UNITED STATES | Petition asks Biden to exonerate Garvey
UNITED STATES | Petition asks Biden to exonerate Garvey

WASHINGTON DC, December 7, 2021 - Yet another effort is being made to have the president of the United States grant a pardon for one of Jamaica’s National Heroes, The Right Excellent Marcus Mosiah Garvey.

This time, a global effort by ordinary citizens, scholars, community, and faith leaders will be undertaken to petition President Joe Biden to grant a posthumous pardon to the Honorable Marcus Garvey.

Garvey,  they say, was targeted by the U.S. government and persecuted for his work to uphold racial justice for Black people in the African diaspora. Spearheaded by the Caribbean-American Political Action Committee (C-PAC), the first goal of this global effort is to gather the required 100,000 signatures necessary to elicit a response from the President. To do so, the signatures must be collected within a stipulated 30-day period. 

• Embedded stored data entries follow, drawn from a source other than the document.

Issue #3436, opened 2022-09-07
Detect new release is available and display upgrade instructions in command


mrinalwadhwa:
We will continue to release often.

When any ockam command/subcommand is run, we want to check if a new version has been released and display upgrade instruction.

We'll do this by fetching this file over HTTP and checking if it is not empty.

```
https://github.com/build-trust/ockam/releases/download/ockam_v0.72.0/upgrade.txt
```

Where `ockam_v0.72.0` would be replaced with the current version of the command binary.

The code for the check would likely go here before invoking the command
https://github.com/build-trust/ockam/blob/develop/implementations/rust/ockam/ockam_command/src/lib.rs#L251

The output message to suggest an upgrade should go to stderr.

We don't want the invoked command to fail incase github is down on unreachable for some reason .. so this functionality should ignore any errors, timeout quickly and move on to running the command as quickly as possible.

---

_We love helping new contributors!_
_If you have questions or need help as you work on your first Ockam contribution, please leave a comment on [this discussion](https://github.com/ockam-network/ockam/discussions/1081)._
_If you're looking for other issues to contribute to, checkout [this discussion](https://github.com/build-trust/ockam/discussions/3206) and labels -  https://github.com/build-trust/ockam/labels/good%20first%20issue or https://github.com/build-trust/ockam/labels/help%20wanted_

mrinalwadhwa:
Added in https://github.com/build-trust/ockam/pull/3439
Thank you @leonzchang 🥳

PR #3439, opened 2022-09-08
feat(rust): warning if user current version is not update to date

leonzchang:
output message if user current version is not update to date when command runs. (#3436)

example:
```
> ockam node list
Current version is not update to date.
TO keep up on the latest version please check at: https://crates.io/crates/ockam

No nodes registered on this system!
```

### DIFF
--- a/implementations/rust/ockam/ockam_command/src/lib.rs
+++ b/implementations/rust/ockam/ockam_command/src/lib.rs
@@ -18,6 +18,7 @@ mod service;
 mod space;
 mod tcp;
 mod terminal;
+mod upgrade;
 mod util;
 mod vault;
 mod version;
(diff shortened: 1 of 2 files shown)


mrinalwadhwa:
Awesome!! Thank you for sending this!

A couple of small suggestions:

1. Change the message to look like this:

```
A new release of ockam is available: 0.72.0 → 0.73.0
To upgrade, run: `brew update && brew upgrade ockam`
https://github.com/build-trust/ockam/releases/tag/ockam_v0.73.0
```

2. Instead of 404 on upgrade.txt as signal of no upgrade ... use 404 or if file empty, both as signal of no upgrade.

3. 
```
To upgrade, run: `brew update && brew upgrade ockam`
```

this line should only show if its a macos binary.

leonzchang:
2. Instead of 404 on upgrade.txt as signal of no upgrade ... use 404 or if file empty, both as signal of no upgrade.
-- if the `upgrade.txt` does not exist(empty), the fetch context will show `Not Found`.

mrinalwadhwa (approved):
Thank you for another awesome contribution!

PR #3475, opened 2022-09-14
test(rust): add inlets&outlets with credentials bats test

SanjoDeundiak:


implementations/rust/ockam/ockam_command/tests/commands.bats
```diff
@@ -32,12 +32,18 @@
...
+  OCKAM=ockam
+fi
 
 if [[ -z $BATS_LIB ]]; then
   BATS_LIB=$(brew --prefix)/lib # macos
 fi
 
+# Where node-specific data would be stored, when nodes don't share identities.
+# /tmp/blue , /tmp/green , etc.
+NODE_PATH=/tmp
```
mrinalwadhwa, line 45: 🤔 bats creates a test run specific tmp dir, maybe we should use that.

polvorin: yes, I wasn't sure about this and initially used a tempdir,  the problem is (when running locally at least)  how to terminate nodes if the test is interrupted / exit without the proper `teardown()` called,  in this case the `green` and `blue` nodes.    The `ockam node delete --all`  at `setup()` time  doesn't "see" nodes created with  non-default `OCKAM_PROJECT_PATH` , that we use to get a different identites.    We must pass the same folder when calling `node delete`,  so having it in a fixed, known place solved that.

mrinalwadhwa: that makes sense.

mrinalwadhwa (dismissed):

mrinalwadhwa (approved):

PR #3481, opened 2022-09-16
feat(rust): move credentials check decision to `NodeManager` field

SanjoDeundiak:


implementations/rust/ockam/ockam_command/src/util/startup.rs
```diff
@@ -94,6 +96,10 @@ pub fn spawn_node(
         args.push("--skip-defaults".to_string());
     }
 
+    if enable_credential_checks {
+        args.push("--enable-credential-checks".to_string());
+    }
```
adrianbenavides, line 101: We don't have this argument in any command now, do we?

adrianbenavides (approved):

PR #3483, opened 2022-09-16
feat(rust): add `--config` argument to `node create` command

adrianbenavides:
It loads a json file containing a list of commands that will be executed after creating a node. To generate this json file, the user can use the global `--export`, `--export-as`, and `--depends-on` arguments on any command, that will copy the command input to the desired file.

## How to test

```bash
ockam node list --export commands.json
ockam node create blue --config commands.json
```

## Options to export commands to a json file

“Our goal is to get at a minimum,  twenty-thousand signatures from each of the five continents,” says Dr. Goulda Downer, C-PAC’s Chair. “We will ask President Biden to honor the voices of our global citizens and make amends for the 1923 unjust persecution and imprisonment of the Honorable Marcus Garvey.”

Marcus Garvey’s descendants believe that a Presidential pardon will acknowledge, and begin to right, the wrong committed against him, and by extension, the global community of African peoples. 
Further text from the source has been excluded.